Exercise requirements — Answer with a single number: the count of lines below that hold "steps".

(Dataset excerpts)
Issue #91, opened 2026-02-10
Writing SHA-256 and ECDSA UAIRs (or porting from main-beta)


maksimryndin:
ask @albert-garreta for the details

latifkasuli:
Hi, I’m interested in taking this issue.

I’d prefer to implement this from `main` using the 2026/855 paper as the source of truth, not by directly relying on existing feature branches. My proposed split is:

1. Add the missing protocol support needed by the UAIRs: booleanity/range checks for `{0,1}<32[X]`, virtual bit-op handling for SHA rotations/shifts, and verifier-side public-structure checks.
2. Add a SHA-256 compression UAIR with e2e and tamper tests.
3. Add the ECDSA MSM UAIR for the secp256k1 double-and-add portion.
4. Add the combined SHA-256 + ECDSA UAIR.

Before I start, is this direction acceptable, and are there any constraints from `main-beta` or the paper implementation notes that you want followed?

PR #194, opened 2026-05-18
Splice bit-op virtuals in ideal check

latifkasuli:
## Summary
- store the declared binary-poly cell width on `UairSignature` so runtime materialization sites can apply bit ops with the right width
- add runtime-width `DynamicPolynomialF` bit-op helpers and use them from ideal-check
- splice bit-op virtuals into the ideal-check down row as `[shifted_binary, bit_op_binary, shifted_arbitrary, shifted_int]`
- add a mixed-splice test UAIR and exercise it through both ideal-check prover paths

Part of #185. This intentionally stops before CPR/mp-eval/protocol proof-wire plumbing.

## Notes
- The ideal-check test helpers now allow mixed-type signatures. The projection layer already supports binary_poly, arbitrary_poly, and int columns; the mixed-splice fixture needs that to catch binary/bit-op/arbitrary down-row ordering regressions.

## Validation
- `.githooks/pre-push`
- `cargo test -p zinc-piop ideal_check::tests::test_successful_verification`
- `cargo test -p zinc-test-uair test_constraint_degrees`
- `cargo test -p zinc-uair bit_op_specs`
- `cargo test -p zinc-piop projections::tests`

### DIFF
--- a/piop/src/ideal_check/combined_poly_builder.rs
+++ b/piop/src/ideal_check/combined_poly_builder.rs
@@ -13,9 +13,12 @@ use zinc_poly::{
     univariate::dynamic::over_field::DynamicPolynomialF,
     utils::{ArithErrors as PolyArithErrors, build_eq_x_r_vec},
 };
-use zinc_uair::{ColumnLayout, ConstraintBuilder, TraceRow, Uair, ideal::ImpossibleIdeal};
+use zinc_uair::{
+    BitOp, BitOpSpec, ColumnLayout, ConstraintBuilder, ShiftSpec, TraceRow, Uair, UairSignature,
+    ideal::ImpossibleIdeal,
+};
 use zinc_utils::{
-    cfg_into_iter, cfg_iter, from_ref::FromRef, inner_transparent_field::InnerTransparentField,
+    add, cfg_into_iter, cfg_iter, from_ref::FromRef, inner_transparent_field::InnerTransparentField,
 };
 
 /// Evaluate combined polynomial MLEs at `evaluation_point` for a selected
@@ -30,7 +33,7 @@ use zinc_utils::{
 ///
 /// `trace_matrix` is row-indexed: `trace_matrix[row][col]`.
 #[allow(clippy::arithmetic_side_effects)]
-pub fn evaluate_for_constraints<F, U>(
+pub fn evaluate_for_constraints<F, U, const DEGREE_PLUS_ONE: usize>(
     trace_matrix: &RowMajorTrace<F>,
     projected_scalars: &HashMap<U::Scalar, DynamicPolynomialF<F>>,
     num_constraints: usize,
@@ -57,21 +60,35 @@ where
     // `all_rows[row_idx][constraint_idx]` is a `DynamicPolynomialF<F>`:
     // the combined polynomial value of constraint `constraint_idx` at
     // trace row `row_idx`.
+    let bit_op_down_offset = bit_op_down_offset(&uair_sig);
     let mut all_rows: Vec<Vec<DynamicPolynomialF<F>>> = cfg_into_iter!(0..num_rows - 1)
         .map(|row_idx| {
             let up = &trace_matrix[row_idx];
 
-            let down: Vec<DynamicPolynomialF<F>> = uair_sig
-                .shifts()
-                .iter()
-                .map(|spec| {
-                    if row_idx + spec.shift_amount() < num_rows {
-                        trace_matrix[row_idx + spec.shift_amount()][spec.source_col()].clone()
-                    } else {
-                        DynamicPolynomialF::zero() // zero padding
-                    }
-                })
-                .collect();
+            // Build the down row in the canonical order:
+            //   [shifted_binary, bit_op_binary, shifted_arbitrary, shifted_int]
+            // (cf. `UairSignature::with_bit_op_specs`). Splicing bit-op
+            // virtuals into the binary_poly slice keeps `down` consistent
+            // with `down_layout`; appending at the tail would misalign
+            // constraints on mixed-type shift UAIRs.
+            let mut down: Vec<DynamicPolynomialF<F>> =
+                Vec::with_capacity(uair_sig.shifts().len() + uair_sig.bit_op_specs().len());
+
+            let shifts = uair_sig.shifts();
+            for spec in &shifts[..bit_op_down_offset] {
+                push_shifted_down_entry(&mut down, trace_matrix, row_idx, num_rows, spec);
+            }
+
+            for spec in uair_sig.bit_op_specs() {
+                let source = &trace_matrix[row_idx][spec.source_col()];
+                down.push(apply_bit_op_to_poly::<F, DEGREE_PLUS_ONE>(
+                    source, spec, field_cfg,
+                ));
+            }
+
+            for spec in &shifts[bit_op_down_offset..] {
+                push_shifted_down_entry(&mut down, trace_matrix, row_idx, num_rows, spec);
+            }
 
             evaluate_constraints_for_row::<F, U>(
                 up,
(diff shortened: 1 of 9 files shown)


albert-garreta:
Hi! Thanks Latif for this work. For the purposes of reviewing it, could you maybe share a short explanation of what are your overall plans towards getting the virtual column functionality fully implemented? Like what steps are you planning to take and how do you expect the final PR to look like?

latifkasuli:
> Hi! Thanks Latif for this work. For the purposes of reviewing it, could you maybe share a short explanation of what are your overall plans towards getting the virtual column functionality fully implemented? Like what steps are you planning to take and how do you expect the final PR to look like?

Thanks Albert. The overall goal here is to unblock #91: writing the SHA-256 and ECDSA UAIRs from the paper. #185 is the protocol/UAIR infrastructure needed before those UAIRs can be implemented cleanly, especially for SHA-style bit operations without committing every derived column as an independent witness.

I’m trying to keep the work as a small stacked sequence:

- #191: foundation for bit-op virtual columns (`BitOp`, `BitOpSpec`, signature metadata, polynomial rotate/shift helpers).
- #192: projected virtual-MLE helper for bit-op virtuals.
- #194: ideal-check support only, including the down-row ordering `[shifted_binary, bit_op_binary, shifted_arbitrary, shifted_int]` and a mixed-splice regression fixture.

Planned next steps:

1. Add the prover/verifier protocol plumbing for bit-op virtual columns:
   - prover materializes bit-op virtual MLEs from committed source columns,
   - CPR carries their claimed evaluations separately from ordinary shifted `down_evals`,
   - multipoint evaluation batches those claims,
   - verifier derives the final bit-op openings from the source lifted openings via Lemma 2.3, so virtual columns are not trusted as independent witnesses.

2. Add focused e2e/tamper coverage:
   - a small UAIR with `ShR` and `Rot` virtuals pinned to committed expected columns,
   - tamper tests for bit-op evals and source lifted openings.

3. Once bit-op virtuals are merged, use that machinery toward #91:
   - first SHA-256 UAIR pieces that need `ROTR` / `SHR`,
   - then the remaining SHA-256/ECDSA UAIR work.
   If affine/linear-combination virtual columns are still needed for the paper’s intended SHA/ECDSA shape, I’ll keep that as a separate follow-up rather than mixing it into the bit-op PRs.

The final shape I’m aiming for is: UAIRs declare virtual columns in the signature; the prover derives them from existing columns; and the verifier binds them back to the committed/public source openings. That should give #91 the virtual-column support it needs without inflating the SHA/ECDSA UAIR PRs with protocol plumbing.

piop/src/ideal_check/combined_poly_builder.rs
```diff
@@ -57,21 +59,55 @@ where
...
+            }
+
+            for spec in shifts_iter {
+                if row_idx + spec.shift_amount() < num_rows {
+                    down.push(
+                        trace_matrix[row_idx + spec.shift_amount()][spec.source_col()].clone(),
+                    );
+                } else {
+                    down.push(DynamicPolynomialF::zero());
+                }
```
frozenspider: This is an exact copy-paste of the code above. Please extract the common code, in a macro on inline helper function

piop/src/ideal_check/combined_poly_builder.rs
```diff
@@ -57,21 +59,55 @@ where
...
+            // Build the down row in the canonical order:
+            //   [shifted_binary, bit_op_binary, shifted_arbitrary, shifted_int]
+            // (cf. `UairSignature::with_bit_op_specs`). Splicing bit-op
+            // virtuals into the binary_poly slice keeps `down` consistent
+            // with `down_layout`; appending at the tail would misalign
+            // constraints on mixed-type shift UAIRs.
+            let mut down: Vec<DynamicPolynomialF<F>> =
+                Vec::with_capacity(uair_sig.shifts().len() + uair_sig.bit_op_specs().len());
+
+            let mut shifts_iter = uair_sig.shifts().iter();
```
frozenspider: Do you even need `iter` if you use it like this? Maybe just access elements by their indices?

frozenspider: Do you even need `iter` if you use it like this? Maybe just access elements by their indices?

uair/src/lib.rs
```diff
@@ -430,6 +441,12 @@ impl UairSignature {
         &self.bit_op_specs
     }
 
+    /// The degree bound `W` of the bit-polynomial cell module `R^{<W}[X]`.
+    /// Returns `None` when the signature has no bit-op specs.
+    pub fn binary_poly_cell_width(&self) -> Option<usize> {
+        self.binary_poly_cell_width
```
frozenspider: Is there a use case when we want customizable binary cell widths in UAIR? I.e. we want to trim/expand coefficients before doing rotation or shift

frozenspider (commented):
Sorry for the delay @latifkasuli, left comments

uair/src/lib.rs
latifkasuli: Clarified this in the field/accessor docs. The stored width is not intended as per-virtual-column customization; it preserves the UAIR binary-cell degree bound after projection/trimmed `DynamicPolynomialF` values lose that bound. That fixed width is what `Rot`/`ShR` need for the correct modulus/zero-padding when high coefficients are zero.

frozenspider: Do we need to do `coeffs.resize` then, or do we expect coeffs to be of the needed size already (in which case we can e.g. `assert`)?

frozenspider: Oh, and that `ZincTypes` are const-parameterized by `DEGREE_PLUS_ONE`, is this width different?

latifkasuli: Implemented this invariant explicitly now. `resize(width, zero)` is still needed because projected `DynamicPolynomialF` values may be trimmed, so `coeffs.len() < width` is valid and represents omitted high zero coefficients. But `coeffs.len() > width` should not happen, so `rotate_right_with_width` and `shr_with_width` now assert that before resizing, with regression tests for both cases.

For this PR, the stored `binary_poly_cell_width` is the runtime copy of the same binary-cell width that appears as `DEGREE_PLUS_ONE` before projection/type erasure. It is not intended to differ from the const width or customize individual bit-op virtuals.

frozenspider: Okay, got it, thanks for the clarification.
If that is the case, how about we revert to old const-width `rot`/`shr`, and instead make ideal check and combined poly builder to accept a `const DEGREE_PLUS_ONE: usize` parameter much like full PIOP prover and verifier do?
Feels weird to store and query to duplicate that data at runtime, given that we already know it at compile time. Besides, with the current code it's not obvious those are the same.

latifkasuli: Refactored this as suggested. `UairSignature` no longer stores or exposes `binary_poly_cell_width`, and `with_bit_op_specs` no longer takes a runtime width. The ideal-check API now carries `const DEGREE_PLUS_ONE: usize`, matching the full protocol path, and bit-op materialization uses `DynamicPolynomialF::rotate_right::<DEGREE_PLUS_ONE>` / `shr::<DEGREE_PLUS_ONE>`.

I kept the defensive `coeffs.len() <= D` asserts inside the const helpers, so trimmed-short values still get zero-padded before the operation, while oversized dynamic polynomials fail fast.

frozenspider (approved):
LGTM!

frozenspider:
@codex review

piop/src/ideal_check/combined_poly_builder.rs
```diff
@@ -57,21 +60,35 @@ where
...
+
+            let shifts = uair_sig.shifts();
+            for spec in &shifts[..bit_op_down_offset] {
+                push_shifted_down_entry(&mut down, trace_matrix, row_idx, num_rows, spec);
+            }
+
+            for spec in uair_sig.bit_op_specs() {
+                let source = &trace_matrix[row_idx][spec.source_col()];
+                down.push(apply_bit_op_to_poly::<F, DEGREE_PLUS_ONE>(
+                    source, spec, field_cfg,
```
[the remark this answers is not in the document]
frozenspider: That is fine as this PR's scope is ideal check only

Written response — 3